#### TASK:
Return every entry exactly.
Segment Start: EXCERPTED DATA
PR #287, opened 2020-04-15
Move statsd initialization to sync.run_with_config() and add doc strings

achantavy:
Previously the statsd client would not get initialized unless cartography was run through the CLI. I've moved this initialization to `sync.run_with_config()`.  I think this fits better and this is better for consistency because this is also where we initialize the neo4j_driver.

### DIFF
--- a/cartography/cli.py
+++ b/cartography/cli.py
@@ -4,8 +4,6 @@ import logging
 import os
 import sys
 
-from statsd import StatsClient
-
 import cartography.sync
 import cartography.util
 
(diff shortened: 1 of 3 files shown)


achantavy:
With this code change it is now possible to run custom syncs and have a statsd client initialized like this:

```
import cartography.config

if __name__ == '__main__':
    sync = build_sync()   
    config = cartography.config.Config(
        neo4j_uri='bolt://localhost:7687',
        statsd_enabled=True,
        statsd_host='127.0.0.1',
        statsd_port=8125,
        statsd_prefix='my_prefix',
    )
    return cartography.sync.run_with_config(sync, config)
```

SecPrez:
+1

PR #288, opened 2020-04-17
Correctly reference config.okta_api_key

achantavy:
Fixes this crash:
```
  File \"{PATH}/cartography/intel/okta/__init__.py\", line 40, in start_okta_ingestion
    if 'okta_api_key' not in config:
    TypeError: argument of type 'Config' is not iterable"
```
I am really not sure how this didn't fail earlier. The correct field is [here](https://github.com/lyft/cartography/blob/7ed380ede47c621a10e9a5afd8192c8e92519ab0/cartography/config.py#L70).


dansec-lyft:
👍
Segment End: EXCERPTED DATA
#### SOLUTION BELOW:
PR #287, opened 2020-04-15
Move statsd initialization to sync.run_with_config() and add doc strings

achantavy:
Previously the statsd client would not get initialized unless cartography was run through the CLI. I've moved this initialization to `sync.run_with_config()`.  I think this fits better and this is better for consistency because this is also where we initialize the neo4j_driver.

### DIFF
--- a/cartography/cli.py
+++ b/cartography/cli.py
@@ -4,8 +4,6 @@ import logging
 import os
 import sys
 
-from statsd import StatsClient
-
 import cartography.sync
 import cartography.util
 
(diff shortened: 1 of 3 files shown)


achantavy:
With this code change it is now possible to run custom syncs and have a statsd client initialized like this:

```
import cartography.config

if __name__ == '__main__':
    sync = build_sync()   
    config = cartography.config.Config(
        neo4j_uri='bolt://localhost:7687',
        statsd_enabled=True,
        statsd_host='127.0.0.1',
        statsd_port=8125,
        statsd_prefix='my_prefix',
    )
    return cartography.sync.run_with_config(sync, config)
```

SecPrez:
+1

PR #288, opened 2020-04-17
Correctly reference config.okta_api_key

achantavy:
Fixes this crash:
```
  File \"{PATH}/cartography/intel/okta/__init__.py\", line 40, in start_okta_ingestion
    if 'okta_api_key' not in config:
    TypeError: argument of type 'Config' is not iterable"
```
I am really not sure how this didn't fail earlier. The correct field is [here](https://github.com/lyft/cartography/blob/7ed380ede47c621a10e9a5afd8192c8e92519ab0/cartography/config.py#L70).


dansec-lyft:
👍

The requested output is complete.